Aim of the exercise - Nothing in the records may change. Print them all again.

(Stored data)

──────────────────────────────

PR #383, opened 2022-08-02
Gracefully exit when timeout

abuccts:
* Gracefully exit when timeout, add corresponding log and return code.
* Set minimum timeout to 1 minute and enlarge Ansible timeout.

### DIFF
--- a/superbench/runner/runner.py
+++ b/superbench/runner/runner.py
@@ -388,6 +388,9 @@ class SuperBenchRunner():
         logger.info('Runner is going to run %s in %s mode, proc rank %d.', benchmark_name, mode.name, mode.proc_rank)
 
         timeout = self._sb_benchmarks[benchmark_name].timeout
+        if isinstance(timeout, int):
+            timeout = min(timeout, 60)
+
         env_list = '--env-file /tmp/sb.env'
         if self._docker_config.skip:
             env_list = 'set -o allexport && source /tmp/sb.env && set +o allexport'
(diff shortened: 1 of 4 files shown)


superbench/runner/runner.py
```diff
@@ -405,7 +408,9 @@ def _run_proc(self, benchmark_name, mode, vars):
         if mode.name == 'mpi' and mode.node_num != 1:
             ansible_runner_config = self._ansible_client.update_mpi_config(ansible_runner_config)
 
-        ansible_runner_config['timeout'] = timeout
+        if isinstance(timeout, int):
+            # we do not expect timeout in ansible unless subprocess hangs
+            ansible_runner_config['timeout'] = timeout + 300
```
cp5555, line 413: 300 second?

cp5555 (approved):

superbench/runner/runner.py
guoshzhao, line 413: Here the timeout is for async call?

guoshzhao (approved):

superbench/runner/runner.py
abuccts: yes

abuccts: nope, previously "timeout x command" and ansible will both kill the processes at the nearly same time, ansible timeout will not collect error/timeout logs for remote processes

now "timeout x command" will kill the processes and log related info, ansible timeout won't be triggered by default unless bash timeout hang for 300 seconds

──────────────────────────────

Final answer -
PR #383, opened 2022-08-02
Gracefully exit when timeout

abuccts:
* Gracefully exit when timeout, add corresponding log and return code.
* Set minimum timeout to 1 minute and enlarge Ansible timeout.

### DIFF
--- a/superbench/runner/runner.py
+++ b/superbench/runner/runner.py
@@ -388,6 +388,9 @@ class SuperBenchRunner():
         logger.info('Runner is going to run %s in %s mode, proc rank %d.', benchmark_name, mode.name, mode.proc_rank)
 
         timeout = self._sb_benchmarks[benchmark_name].timeout
+        if isinstance(timeout, int):
+            timeout = min(timeout, 60)
+
         env_list = '--env-file /tmp/sb.env'
         if self._docker_config.skip:
             env_list = 'set -o allexport && source /tmp/sb.env && set +o allexport'
(diff shortened: 1 of 4 files shown)


superbench/runner/runner.py
```diff
@@ -405,7 +408,9 @@ def _run_proc(self, benchmark_name, mode, vars):
         if mode.name == 'mpi' and mode.node_num != 1:
             ansible_runner_config = self._ansible_client.update_mpi_config(ansible_runner_config)
 
-        ansible_runner_config['timeout'] = timeout
+        if isinstance(timeout, int):
+            # we do not expect timeout in ansible unless subprocess hangs
+            ansible_runner_config['timeout'] = timeout + 300
```
cp5555, line 413: 300 second?

cp5555 (approved):

superbench/runner/runner.py
guoshzhao, line 413: Here the timeout is for async call?

guoshzhao (approved):

superbench/runner/runner.py
abuccts: yes

abuccts: nope, previously "timeout x command" and ansible will both kill the processes at the nearly same time, ansible timeout will not collect error/timeout logs for remote processes

now "timeout x command" will kill the processes and log related info, ansible timeout won't be triggered by default unless bash timeout hang for 300 seconds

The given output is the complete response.